Where a change in occupancy classification occurs that requires an automatic fire sprinkler system to be provided based on the new occupancy in accordance with Chapter 9 of the International Building Code, such system shall be provided throughout the area where the change of occupancy occurs.

We are going through this same problem where older non sprinkled hotels are renting the rooms out for indefinite stay.


----------



## Yikes (Apr 19, 2018)

JCraver, they started that as a pilot program last fall.  On that one, as a "duplex" they might skate under some accessibility thresholds.  However, I am curious as to whether the funding source will trigger prevailing wage, as it often does for block grant improvements like insulation, weatherstripping, etc.
(But since this is a code forum, that's another topic for another day.)


----------



## ADAguy (Apr 20, 2018)

If the source if funds is not CDBG funds then Davis Bacon may not be in play. City of LA general funds allocation.


----------



## steveray (Apr 20, 2018)

mtlogcabin said:


> The bigger question is they are going from an R-1 transient occupancy to an R-2 non-transient occupancy which will requires sprinklers if not installed I assume CA has the same requirement.
> 
> TRANSIENT. Occupancy of a dwelling unit or sleeping unit for not more than 30 days.
> 
> ...



What if they move them to a different room every 29 days?


----------



## mtlogcabin (Apr 20, 2018)

When they quit paying the bed tax under the hotel motel license they are no longer a R-1 IMHO
When they quit providing maid service and clean towels and linen they are no longer an R-1 IMHO
even if they move them every 29 days


----------



## ADAguy (Apr 20, 2018)

Why is that good intentions can lead to unintended consequences?


----------



## conarb (Apr 20, 2018)

ADAguy said:


> Why is that good intentions can lead to unintended consequences?


Because we have too many laws and regulations, they are bound to come into conflict. Yesterday when I drove into Walnut Creek, a town with an average income of over $100,000 per year, there were many police cars with lights flashing with city trucks picking up loads of mattresses, bicycles, and bags of garbage, the homeless were standing there trying to pull some of their stuff out of the garbage.  These people are all getting some kinds of benefits from the county, they are building all kinds of apartments but rents will probably be averaging about $3,000 a month, few will be able to afford to move into these new apartments.

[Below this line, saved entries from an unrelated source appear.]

PR #923, opened 2022-03-11
run doc generation in C locale

MichaelChirico:
Not the greatest that caps come before lowercase counterparts but I think it's the most consistent we can hope for.


AshesITR:
Is using `en_US.UTF-8` an option?
Not sure how Windows would handle it, but I'd be willing to try it out.

MichaelChirico:
UTF-8 of course will present issues for all but the UCRT windows builds (not sure if silently ignored).

OTOH as long as we get something that works for you and me it should be OK 😅

I can try `English`, but note that the answer mentions `LC_ALL` and `local_locale()` doesn't allow setting LC_ALL. I'll see if it works for plain LC_COLLATE.

MichaelChirico:
On my work computer `LC_COLLATE = 'English'` won't work:

```
48: In (function (category = "LC_ALL", locale = "")  ... :
  OS reports request to set locale to "English" cannot be honored
```

MichaelChirico:
OK, `en_US` seems to work well enough. Not sure what would happen on Windows.

AshesITR:
I will check what locale can be used on windows.
I'm assuming `en_US.UTF-8` is available on 99% of linux distros and macOS, so if we get `if (in_windows()) "Engish" else "en_US.UTF-8"` or something like that to work, I think it's worth the better sorting result.

MichaelChirico:
I do see this mentioning `en_US` on Windows, so maybe that's good (I don't think the UTF part will matter for the purposes of the linter docs):

https://docs.microsoft.com/en-us/cpp/c-runtime-library/reference/setlocale-wsetlocale?view=msvc-170

AshesITR:
No luck :(

```
> usethis::pr_fetch(923)
✔ Setting active project to '/home/alex/Documents/workspace/lintr'
✔ Checking out PR 'r-lib/lintr/#923' (@MichaelChirico): 'run doc generation in C locale'.
✔ Creating and switching to local branch 'tag-sort'.
✔ Setting 'upstream/tag-sort' as remote tracking branch.
> devtools::document()
ℹ Updating lintr documentation
ℹ Loading lintr
Writing NAMESPACE
Writing NAMESPACE
Writing linters.Rd
```

AshesITR:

In 1939 my dad had a new house built in Walnut Creek, the home and lot cost $3,500, of which the lot was $500.  When the war started all kinds of people showed up in old cars with mattresses and springs tied to the tops, they homesteaded land and built tar paper shacks, there were codes then but nobody enforced them.


----------



## ADAguy (Apr 20, 2018)

Yes, and there were less people, minimum wage and price of living were zilch, the war was about to begin and with it the baby boom. This was all forseeable.


----------



## ICE (Apr 20, 2018)

I don’t know but I’ve been told that the poor will be with us always......we can never eliminate “poor” but we can influence the degree.  Lacking a safe place to sleep is beyond wrong.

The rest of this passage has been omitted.